Collected data entries

--------------------------------------------------

PR #210, opened 2018-05-09
Blog post: Tagless Final algebras and Streaming

gvolpe:
Also added details about author since it's my first time writing a blog post here :)


posts/2018-05-09-tagless-final-streaming.md
```diff
@@ -0,0 +1,172 @@
...
+
+// Pretend this is the real implementation... What matters for the example are the types.
+class PostgreSQLItemRepository[F[_]](implicit F: Sync[F]) extends ItemRepository[F] {
+  private val mockItem = Item(ItemName("laptop"), BigDecimal(1500))
+
+  override def findAll: F[List[Item]] = F.pure(List(mockItem))
+  override def find(name: ItemName): F[Option[Item]] = F.pure(Some(mockItem))
+  override def save(item: Item): F[Unit] = F.unit
+  override def remove(name: ItemName): F[Unit] = F.unit
+}
```
oleg-py: This makes a poor example for having `Sync` constraint. Even if it's just a stub, you can add some `println`s to show that there are effects you suspend. Right now it only requires `Applicative` methods

Especially considering a latter point about abstracting over effect types.

posts/2018-05-09-tagless-final-streaming.md
```diff
@@ -0,0 +1,172 @@
...
+import cats.Monad
+
+def fp[F[_]: Monad]: F[String] =
+`  for {
+    a <- bar[F]
+    b <- bar[F]
+  } yield a + b
+```
+
+The above implementation makes use of a `for-comprehention` which is a syntactic sugar for `flatMap` and `map`, so all we need is a `Monad[F]` instance because we also need an `Applicative[F]` instance for `bar`, otherwise we could just use a `FlatMap[F]` instance.
```
oleg-py: This is also a so-so example. `(bar[F], bar[F]).mapN(_ + _)` would only require `Applicative` and because of consistency law would also work for any `Monad` in exactly the same way.

posts/2018-05-09-tagless-final-streaming.md
```diff
@@ -0,0 +1,172 @@
...
+
+There have been a couple of really [nice blog posts](https://typelevel.org/blog/2017/12/27/optimizing-final-tagless.html) about `Tagless Final` and some related topics. However, I have faced some design problems when writing some algebras and haven't seen anybody talking about. So please let me introduce this problem to you.
+
+### Algebra definition
+
+Consider the following algebra:
+
+```scala
+trait ItemRepository[F[_]] {
+  def findAll: F[List[Item]]
```
oleg-py: Just for completeness sake, I'd add the definition of `class Item` above that.

posts/2018-05-09-tagless-final-streaming.md
```diff
@@ -0,0 +1,172 @@
...
+Now it could be very common to have a huge amount of `Item`s in our DB that a `List` will not fit into memory and / or it will be a very expensive operation. So we might want to stream the results of `findAll` instead of have them all in memory on a `List`, making `Doobie` a great candidate for the job. But wait... We have a problem now. Our `ItemRepository` algebra has fixed the definition of `findAll` as `F[List[Item]]` so we won't be able to create an interpreter that returns a streaming result instead.
+
+### Rethinking our algebra
+
+We should think about abstracting over that `List` and two of the most common abstractions that immediately come to mind are `Foldable` and `Traverse`. But although these typeclasses are very useful, they are not enough to represent a stream of values, so we should come up with a better abstraction.
+
+Well, it seems that our options are either adding another higher-kinded parameter `G[_]` to our algebra or just define an abstract member `G[_]`. So let's go with the first one:
+
+```scala
+trait ItemRepository[F[_], G[_]] {
```
mpilquist: Would be interesting to compare this to `trait ItemRepository[F[_], S[_[_], _]] { def findAll: S[F, Item] }`

posts/2018-05-09-tagless-final-streaming.md
```diff
@@ -0,0 +1,172 @@
...
+  override def find(name: ItemName): Id[Option[Item]] = mem.get(name.value)
+  override def save(item: Item): Id[Unit] = mem.update(item.name.value, item)
+  override def remove(name: ItemName): Id[Unit] = {
+    mem.remove(name.value)
+    ()
+  }
+}
+```
+
+That's pretty much it! We managed to abstract over the return type of `findAll` by just adding an extra parameter to our algebra.
```
oleg-py: This is nice and all, but I don't see how the pieces would compose together. Say, I want to write a generic function which takes all items (using `findAll`), applies some discounts (I'm assuming the second parameter of `Item` is a price) and writes them back using `save`. If I specified `Stream` or `List`, it'd be immediately obvious how to do that, but not with that second type parameter which I cannot quite constraint. Such an example would be very interesting.

posts/2018-05-09-tagless-final-streaming.md
gvolpe: At first sight, the problem I see with this signature is how to create an interpreter where `findAll: List[Item]` or `findAll: F[List[Item]]`? Seems to be more specific to the shape of `fs2.Stream`. By having `F[_], G[_]` I can fix `G` to `Stream[F, ?]` and it also works for types of kind `* -> *` such as `List`, `Vector`, etc.

posts/2018-05-09-tagless-final-streaming.md
gvolpe: Fair point, I guess I was a bit lazy with this example, will update to have at least `F.delay(println(s"saving item: $item"))` :smile:

posts/2018-05-09-tagless-final-streaming.md
Wogan: typo: `for-comprehension`

posts/2018-05-09-tagless-final-streaming.md
mpilquist: `Stream[Id, ?]`

mpilquist: `Stream[Id, ?]`

posts/2018-05-09-tagless-final-streaming.md
gvolpe: The idea here was to show that by using a for-comprehention `flatMap` is required, hence one will need either a `FlatMap` or `Monad` constraint. I understand that with `mapN` only an `Applicative` is needed but the idea here is a bit different, not sure if I get your point?

gvolpe: Thanks, I always spell this one wrong :smile:

posts/2018-05-09-tagless-final-streaming.md
```diff
@@ -0,0 +1,172 @@
...
+
+### Source of inspiration
+
+I've come up with most of the ideas presented here during my work on [Fs2 Rabbit](https://gvolpe.github.io/fs2-rabbit/), a stream based client for `Rabbit MQ`, where I make heavy use of this technique as I originally described in [this blog post](https://partialflow.wordpress.com/2018/02/01/a-tale-of-tagless-final-cats-effect-and-streaming-fs2-rabbit-v0-1/).
+
+Another great source of inspiration was [this talk](https://www.youtube.com/watch?v=1h11efA4k8E) given by [Luka Jacobowitz](https://github.com/LukaJCB) at Scale by the Bay.
```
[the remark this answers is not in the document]
gvolpe: http://scale.bythebay.io/

posts/2018-05-09-tagless-final-streaming.md
gvolpe: Fair point. I actually have a bigger example putting all the pieces together and showing that to integrate the streaming `findAll` with `save` you'll need to compile that streaming to an `F` using `compile`, will try to fit it in the post whilst trying to keep it concise.

gvolpe: I just re-read your comment (missed the "generic function" part before). I'll try to add a short section of why I wouldn't recommend this and strictly do it at the interpreter level instead.

posts/2018-05-09-tagless-final-streaming.md
gvolpe: That's an interesting perspective. I'll mention it in this post as another option for the final user, but I'd prefer to avoid diving into more details and leave it for another post :smiley:

mpilquist: :) Sounds good to me. I think what bother me about F and G is that their relationship is completely unconstrained. I want to know that F is my effect type and S is my stream type.

posts/2018-05-09-tagless-final-streaming.md
```diff
@@ -204,6 +204,33 @@ While in this case it was possible to make it generic I don't recommend to do th
...
+
+Where the second type parameter matches the shape of `fs2.Stream`. In this case our streaming repository will remain the same (it should just extend `ItemRepository[F, Stream]` instead of `ItemRepository[F, Stream[F, ?]]`) but our in memory interpreter will now rely on `fs2.Stream` instead of a parametric `G[_]`, for example:
+
+```scala
+object MemRepositoryAlt extends ItemRepository[Id, Stream] {
+
+  override def findAll: Stream[Id, Item] = Stream.emits {
+    sql"select name, price from items"
+      .query[Item]
+      .to[List]
```
mpilquist: Instead of calling .to[List], call .stream — then no need for the #tream.emits call and everything is streamed from DB.

posts/2018-05-09-tagless-final-streaming.md
gvolpe: Sure, in the algebra there's nothing saying that whenever `G[_]` is a `Stream[_[_], _]` the first parameter of that stream should be `F[_]` but I think that could be seen as an advantage as well. The idea of tagless final algebras is to know very little and almost nothing about the final types.

Anyway, I like this design alternative and I'll probably explore it further. Just added a section in this post with it, thanks!

posts/2018-05-09-tagless-final-streaming.md
gvolpe: You're absolutely right :D

gvolpe: I did it in the `StreamingRepository` and didn't realize about this one :p

posts/2018-05-09-tagless-final-streaming.md
```diff
@@ -0,0 +1,285 @@
...
+
+  def process(discount: Double): F[Unit] = {
+    val rs: G[Item] = repo.findAll.map(item => item.copy(price = item.price * (1 - discount)))
+    // And now what? repo.save returns F[Unit]
+  }
+
+}
+```
+
+First of all, there's a fundamental problem. We are assuming that all the items are a finite number that fit into memory.
```
fthomas: I don't follow where we have made this assumption. With concrete types we certainly can find all `Item`s, modify them, and write them back (e.g. via `evalMap`) in one `Stream` without collecting all `Itme`s into memory.

gvolpe: That's right. I was thinking about List and Traverse specifically when I wrote that sentence but now I see it's in the wrong position and does not make sense, will remove it.

_data/authors.yml
```diff
@@ -309,3 +309,10 @@ annettebieniusa:
   full_name: "Annette Bieniusa"
   portrait: "/img/media/speakers/annettebieniusa.jpg"
   bio: "Annette is a lecturer and senior researcher at the Technische Universität Kaiserslautern. Her research interests include semantics of concurrent and distributed programming, with a focus on replication, synchronization, and how they are reflected on programming language level. Annette was involved in several national and international research projects, most recently the in the EU-Projects “SyncFree: Large-scale Computation without Synchronization” and “Lightkone: Lightweight computation for networks at the edge“."
+gvolpe:
+  full_name: "Gabriel Volpe"
+  portrait: "/img/media/speakers/gvolpe.jpg"
+  github: "gvolpe"
+  twitter: "volpegabriel87"
+  bio: "FP developer Scala | Haskell"
```
larsrh: Bio is not necessary, it will not be rendered below the blog post.

gvolpe: Okay, will remove. Copy / pasted from others :smile:

posts/2018-05-09-tagless-final-streaming.md
```diff
@@ -0,0 +1,286 @@
...
+                                                   fk: FunctionK[G, λ[x => F[H[x]]]]) {
+
+  def process(discount: Double): F[Unit] = {
+    val items: G[Item] = repo.findAll.map(item => item.copy(price = item.price * (1 - discount)))
+    val fa: F[H[Item]] = fk.apply(items)
+    fa.flatMap(t => t.traverse(item => repo.save(item)).void)
+  }
+
+}
+
```
fthomas: I'm wondering if something simpler like
```scala
class DiscountProcessor[F[_], G[_]: Functor](repo: ItemRepository[F, G], join: G[F[Unit]] => F[Unit]) {

  def process(discount: Double): F[Unit] = {
    val items: G[Item] = repo.findAll.map(item => item.copy(price = item.price * (1 - discount)))
    val saved: G[F[Unit]] = items.map(repo.save)
    join(saved)
  }
}
```
would work for `StreamingDiscountInterpreter` and `ListDiscountInterpreter` without requiring to load all items in memory in `StreamingDiscountInterpreter`.

gvolpe: I'm curious, how would you define `join`?

fthomas: For `StreamingDiscountInterpreter` its signature would be `Stream[IO, IO[Unit]] => IO[Unit]`, right? So `_.evalMap(identity).compile` should fit the types.

gvolpe: You're completely right and have destroyed that section :smile: 

I need to put a bit more of thought on it to see how other situations could be affected, but from a first sight it looks very correct, will be updating it soon, thanks!

gvolpe: Updated it @fthomas , thanks again :+1:

gvolpe:
Came here to share my thoughts and ended up learning quite a lot, thanks to all the reviewers that have taken the time to go through the article, awesome community :heart:

larsrh:
I've resolved the merge conflict in the authors file. Any other pending changes, or is this good to merge?

gvolpe:
Thanks @larsrh ! No more changes from my side. @fthomas are you okay with the latest change suggested by you?

fthomas:
@gvolpe Yes, LGTM.

larsrh:
:shipit:

larsrh:
@gvolpe Please remember to subscribe to the comment thread: https://typelevel.org/blog/2018/05/09/tagless-final-streaming.html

--------------------------------------------------

■ AIM OF THE EXERCISE: Which lines above contain the word "completely"? Copy each one.

■ YOUR SOLUTION:
mpilquist: :) Sounds good to me. I think what bother me about F and G is that their relationship is completely unconstrained. I want to know that F is my effect type and S is my stream type.
gvolpe: You're completely right and have destroyed that section :smile: 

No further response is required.